Un nouveau Facebook ? Encore et encore ! Qui, ici, se souvient de Peach, de Mastodon voire du dernier mort-né, Vero ? A l’image d’un bon épisode de Game of Thrones, les hordes d’imposteurs chargent le mur dans l’indifférence quasi-générale de la populace et de la garde. Monter une infrastructure équivalente à celle d’une plateforme de dimension mondiale et de milliards d’utilisateurs tout en réussissant à attirer cette base de quidams, leurs amis, leurs familles et autres connexions sur un réseau qui n’a pas fait ses preuves relève, de nos jours, de la mission quasi impossible.

 

A moins que … . Dans les recoins du monde des cryptomonnaies et autres blockchain, il se susurre que la baguette magique qui pourrait ébranler la bête Facebook ne serait autre que la décentralisation. Celle des utilisateurs en charge de leurs données qu’ils encryptent eux-mêmes, qu’ils conservent là où ils le souhaitent, partagées uniquement avec leur accord explicite et ainsi de suite.

 

L’avenir ? Oui et non. Bien que l’on parle régulièrement blockchain pour les réseaux, en particulier pour permettre une vérification des profils, les groupes actuels se posant en avocats pour un usage de la blockchain font face à une problématique importante. Ils voient trop grand.

Bitcoin, ça vous dit quelque chose ? La monnaie virtuelle, décentralisée, pas nécessairement honnête et, surtout, qui s’est prise à voler un peu trop près du soleil (tombant d’un prix dépassant les 20 000 dollars au plus haut à moins de 9 000 désormais).

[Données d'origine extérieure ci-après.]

PR #4197, opened 2025-02-07
Improve allocatable resource calculation - nodeDb

JamesMurkin:
- We no longer add nodes to the nodeDb if they are unschedulable with no jobs assigned to them
   - These nodes should never get anything assigned to them, so no need to include them in the nodeDb
   - This means these nodes resource is not counted towards total allocatable resource, which is used for fairshare purposes
 - Don't allow Armada to schedule over unallocatableResources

Alors, pour avancer, il faudrait commencer petit avec des groupes de test, vérifier et améliorer les processus puis déployer sur le long terme. Une approche plus sérieuse et solide qui, cependant, va très certainement se heurter, non seulement aux gouvernements qui regardent du côté de la blockchain pour nos documents et autres identifications mais également les groupes comme Facebook et Google, entre autres, qui, avec leurs moyens et leurs bases d’utilisateurs pourraient déployer aisément à grande échelle … . Mais peut-être pas de manière aussi décentralisée que l’on ne le voudrait.

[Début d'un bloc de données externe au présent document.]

PR #4210, opened 2025-02-17
Remove internalTypes.Node.unallocatableResources

d80tb7:
The only place this is used is some logging.  Getting rid of it will be helpful because it paves the way for removing the need to pass per-priority class unavailable resources from the executor to the scheduler.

Quoiqu’il en soit, l’heure reste propice aux populations de la blockchain. Avant de viser à remplacer les mastodontes et autres services centralisés, le but est d’offrir une nouvelle alternative. L’approche est simple, focalisée sur l’avantage pour les utilisateurs mais ne cherche pas à aller conquérir des populations désintéressées pour le moment. C’est une démarche à l’image des bitcoins. Une alternative aux monnaies centrales qui n’intéressait initialement qu’une marge ridicule de la population. Avant de croître et de gagner en importance certes;  puis se casser la figure perdue dans une mer d’incertitudes et de doutes. Mais l’approche est là.

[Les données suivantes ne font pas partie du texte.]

PR #4214, opened 2025-02-17
Scala client: enhance mock Armada server for unit tests

richscott:
These changes add better checking of pre-requisite resources (existence of specified queue when submitting a job, etc) in the Armada Server mock for the Scala client. Simple maps are used to track creation/deletion of queues and jobs.

Several Armada client convenience functions now more accurately return GRPC runtime exceptions (instead of just an empty List or object) in the same way that the Scala binding would with a real Armada cluster.  JobIDs are now generated using ULIDs.

A `client/scala/scala-armada-client/.sbtopts` has been created, with a Java define directive to squelch the sbt warnings about converting relative (e.g. `../../../`) paths to absolute, so a bare `sbt build` or `sbt test` should be quieter.


client/scala/scala-armada-client/src/test/scala/ArmadaClientSuite.scala
```diff
@@ -76,7 +93,23 @@ private class SubmitMockServer extends SubmitGrpc.Submit {
   }
 
   def submitJobs(request: JobSubmitRequest): scala.concurrent.Future[JobSubmitResponse] = {
-    Future.successful((new JobSubmitResponse(List(JobSubmitResponseItem("fakeJobId")))))
+    val q = queueMap.get(request.queue)
+    if (q == null) {
+      var resItems = Seq[JobSubmitResponseItem]()
+      request.jobRequestItems.foreach { reqItem =>
+        val jobId: String = ulidGen.base32().toLowerCase()
+        resItems = resItems :+ new JobSubmitResponseItem(jobId, "requested queue does not exist")
```
GeorgeJahad, line 101: I'm confused by this code.  It appears like it is creating a seq of response items, but that seq doesn't appear to get used anywhere.

what am i missing?

client/scala/scala-armada-client/src/test/scala/ArmadaClientSuite.scala
```diff
@@ -103,8 +135,12 @@ private class JobsMockServer extends JobsGrpc.Jobs {
   }
 
   def getJobStatus(request: JobStatusRequest): scala.concurrent.Future[JobStatusResponse] = {
-    val response = new JobStatusResponse(Map("fakeJobId" -> JobState.RUNNING))
-    Future.successful(response)
+    val statusMap = collection.mutable.Map[String,JobState]() // jobID -> state
+    val it = jobMap.keys.asIterator()
+
+    while (it.hasNext()) statusMap.put(it.next(), JobState.RUNNING)
+
```
GeorgeJahad, line 142: I'm still learning, but I think something like this is more scala like:
```
    jobMap.keySet.forEach(k => statusMap.put(k, JobState.RUNNING))
```

client/scala/scala-armada-client/src/test/scala/ArmadaClientSuite.scala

Les évolutions sont là également, dans les outils déjà disponibles. Ethereum qui est bien plus qu’une monnaie, vous laisse faire tourner un code arbitraire de manière décentralisée et a la volonté (et la capacité) d’aller beaucoup plus loin; Blockstack, qui dispose d’une app de micro-blogging décentralisée ou encore d’autres mastodontes industriels comme Huawei qui annonce un smartphone “blockchain-ready” qui permettrait non seulement de disposer d’un portefeuille sécurisé et d’un accès à des apps sur la blockchain mais également des transferts de monnaies “fiat” en cryptomonnaies.

Les outils sont là; et ceux qui ne le sont pas encore arrivent. Certes Facebook est bien parti pour durer encore quelques temps mais est-ce qu’une alternative plus petite, un peu moins facile d’usage et avec beaucoup moins d’amis ne serait pas une option valable ? Pas tout de suite mais petit à petit, pour aller dans le sens de la réduction des problématiques d’addiction, de santé mentale, de données personnelles perdues dans la nature et, finalement, de vie d’une vie électronique qui ne nous appartient pas.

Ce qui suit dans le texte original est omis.